ASSIGNMENT >> In the entries below, every line that contains "extends" must be located and copied.

Collected data >>

PR #304, opened 2022-03-11
Epic Remind Me Button Tracking

tjmw:
## What does this change?

This PR builds on #303 by wiring up the tracking on the Remind Me button (which is essential, so that we can know to schedule the email in Braze when a user clicks).

I was finding that the detail of all of our underlying components knowing about `submitComponentEvent` (Ophan) and the Braze tracking callback, which are both provided by the platform, a bit unwieldy. The underlying components always just trigger both, and that logic was duplicated in multiple places. More importantly, I don't think the underlying components should care about this level of detail.

So this PR also includes a refactoring where the higher-level entry component for each slot (`BrazeEndOfArticleComponent` and `BrazeBannerComponent`) takes the two click handling functions and combines them into a single callback `trackClick` which is passed to the individual components. So far I've only made us of this for epic components, but we can follow up in another PR to do this for banners.

## Accessibility

### DIFF
--- a/src/Epic/ContributionsEpicButtons.tsx
+++ b/src/Epic/ContributionsEpicButtons.tsx
@@ -5,6 +5,9 @@ import { Button, LinkButton, SvgArrowRightStraight } from '@guardian/source-reac
 
 import { RemindMeConfirmation } from './RemindMeConfirmation';
 
+const PRIMARY_BUTTON_INTERNAL_ID = 0;
+const REMIND_ME_BUTTON_INTERNAL_ID = 1;
+
 const buttonWrapperStyles = css`
     margin: ${space[4]}px ${space[2]}px ${space[1]}px 0;
     display: flex;
@@ -53,9 +56,10 @@ const remindMeButtonOverrides = css`
 interface PrimaryButtonProps {
     buttonText: string;
     buttonUrl: string;
+    trackClick: (buttonId: number) => void;
 }
 
-const PrimaryButton = ({ buttonUrl, buttonText }: PrimaryButtonProps) => (
+const PrimaryButton = ({ buttonUrl, buttonText, trackClick }: PrimaryButtonProps) => (
     <div css={buttonMargins}>
         <ThemeProvider theme={contributionsTheme}>
             <LinkButton
@@ -65,6 +69,7 @@ const PrimaryButton = ({ buttonUrl, buttonText }: PrimaryButtonProps) => (
                 target="_blank"
                 rel="noopener noreferrer"
                 priority={'primary'}
+                onClick={() => trackClick(PRIMARY_BUTTON_INTERNAL_ID)}
             >
                 {buttonText}
             </LinkButton>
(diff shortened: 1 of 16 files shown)


src/Epic/ContributionsEpicButtons.tsx
```diff
@@ -65,6 +66,7 @@ const PrimaryButton = ({ buttonUrl, buttonText }: PrimaryButtonProps) => (
                 target="_blank"
                 rel="noopener noreferrer"
                 priority={'primary'}
+                onClick={() => trackClick(0)}
```
arausuy, line 69: I'm not super sure what the magic zero is here

arausuy: Its the button ID? (just looking bellow)

src/buildBrazeMessageComponent.tsx
```diff
@@ -1,15 +1,27 @@
...
+    trackClick: TrackClick;
+}
+
 export type ComponentMapping<A> = {
     [key: string]: React.FC<A>;
 };
 
-export function buildBrazeMessageComponent<A extends HasComponentName>(
-    mappings: ComponentMapping<A>,
+export function buildBrazeMessageComponent<A extends HasComponentName & HasClickTracking>(
```
arausuy, line 22: I'm guessing the ampersand is either an intersection type? i.e A must implement both `HasComponentName` and `HasClickTracking`

src/Epic/ContributionsEpicButtons.tsx
tjmw: Yeah exactly. I think pulling this out to a const to give it a name would be helpful to improve clarify, I'll do that.

src/buildBrazeMessageComponent.tsx
```diff
@@ -1,15 +1,27 @@
 import React from 'react';
+import type { BrazeClickHandler, SubmitComponentEvent, TrackClick } from './utils/tracking';
+import { buildTrackClick, OphanComponentType } from './utils/tracking';
 
 interface HasComponentName {
     componentName: string;
 }
 
+interface HasClickTracking {
```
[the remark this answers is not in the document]
tjmw: Good point, yeah I can see now that these aren't the clearest. We're saying at the type level that we're able to go from some type with the `HasClickTracking` interface (i.e. has `submitComponentEvent` and `logButtonClickWithBraze` methods) to a type with the `HasTrackClick` interface (i.e. provides a single unified `trackClick` method). I'll have a think about better names.

src/buildBrazeMessageComponent.tsx
tjmw: Yep that's right 👍  https://www.typescriptlang.org/docs/handbook/2/objects.html#intersection-types

src/buildBrazeMessageComponent.tsx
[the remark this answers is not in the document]
tjmw: I've tried to improve the naming here (and also added a clarifying comment).

src/Epic/ContributionsEpicButtons.tsx
tjmw: Have pulled these out to consts 👍

arausuy (approved):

SOLUTION FOR THIS TASK >>
-export function buildBrazeMessageComponent<A extends HasComponentName>(
+export function buildBrazeMessageComponent<A extends HasComponentName & HasClickTracking>(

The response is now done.